Issue #1369, opened 2018-12-19
Decrypt encrypted Maven proxy auth info in settings.xml


chanseokoh:
https://github.com/GoogleContainerTools/jib/pull/1337#discussion_r241465937

Related: #1304.

PR #1573, opened 2019-03-21
No need for checking null Maven settings.xml Decryptor

chanseokoh:
Toward #1369.

Probably we initially considered the possibility that the decryptor could be null, but so far, no one has reported the violation of this:

```java
  SettingsDecrypter getSettingsDecrypter() {
    return Preconditions.checkNotNull(settingsDecrypter);
  }
```

After all, `getSettingsDecrypter()` has not been `@Nullable`. I don't think we need to take out the `checkNotNull()`.

### DIFF
--- a/jib-maven-plugin/pom.xml
+++ b/jib-maven-plugin/pom.xml
@@ -368,7 +368,7 @@
               </annotationProcessorPaths>
               <compilerArgs>
                 <arg>-XDcompilePolicy=simple</arg>
-                <arg>-Xplugin:ErrorProne -Xep:NullAway:ERROR -XepOpt:NullAway:AnnotatedPackages=com.google.cloud.tools</arg>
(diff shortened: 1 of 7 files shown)


briandealwis:
Although I found some locations that do explicitly check (like the [maven-site-plugin](https://github.com/apache/maven-site-plugin/blob/master/src/main/java/org/apache/maven/plugins/site/deploy/AbstractDeployMojo.java#L334)), many others don't do it.

You do need to remove `@Nullable` from the field injection site though.

https://github.com/GoogleContainerTools/jib/blob/450cf6b7f83fb7545ebd9b97190b60850bfe6257/jib-maven-plugin/src/main/java/com/google/cloud/tools/jib/maven/JibPluginConfiguration.java#L235

chanseokoh:
From the test failure, I can see why we needed `@Nullable`.

```
[ERROR] /home/travis/build/GoogleContainerTools/jib/jib-maven-plugin/src/main/java/com/google/cloud/tools/jib/maven/JibPluginConfiguration.java:[235,41] error: [NullAway] @NonNull field settingsDecrypter not initialized
```

I'll add the following comment: `// @Nullable to suppress NullAway complaining a non-null field uninitialized; not null in practice`

chanseokoh:
I think this is good to go. The plugins always call `getSettingsDecrypter()`, and no one reported the precondition error. I think we can assume it's never null.

PR #1588, opened 2019-03-28
Remove JavaLayerConfigurations

### LINKED ISSUE #1586: Move JavaLayerConfigurations logic into JavaContainerBuilder and remove original class
`JavaLayerConfigurations` has little use anymore outside of `JavaContainerBuilder`, so we should transfer the logic and remove the class.

TadCordle:
This moves necessary code from `JavaLayerConfigurations` into `JavaContainerBuilder` and removes the original class. Fixes #1586.


jib-core/src/main/java/com/google/cloud/tools/jib/api/JavaContainerBuilder.java
```diff
@@ -454,16 +498,28 @@ public JibContainerBuilder toContainerBuilder() throws IOException {
...
+            layerBuilders,
             LayerType.EXTRA_FILES,
             path,
             appRoot.resolve(othersDestination).resolve(path.getFileName()));
       }
     }
-    jibContainerBuilder.setLayers(layerConfigurationsBuilder.build().getLayerConfigurations());
+
+    // Add layer configurations to container builder
+    ImmutableMap.Builder<LayerType, LayerConfiguration> layerConfigurationsMap =
```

◆ Activity ◆
Set down only the lines above that fall between the line holding "I'll add the" and the line holding "Remove JavaLayerConfigurations", inclusive, keeping each exact.

◆ Task answer ◆
I'll add the following comment: `// @Nullable to suppress NullAway complaining a non-null field uninitialized; not null in practice`

chanseokoh:
I think this is good to go. The plugins always call `getSettingsDecrypter()`, and no one reported the precondition error. I think we can assume it's never null.

PR #1588, opened 2019-03-28
Remove JavaLayerConfigurations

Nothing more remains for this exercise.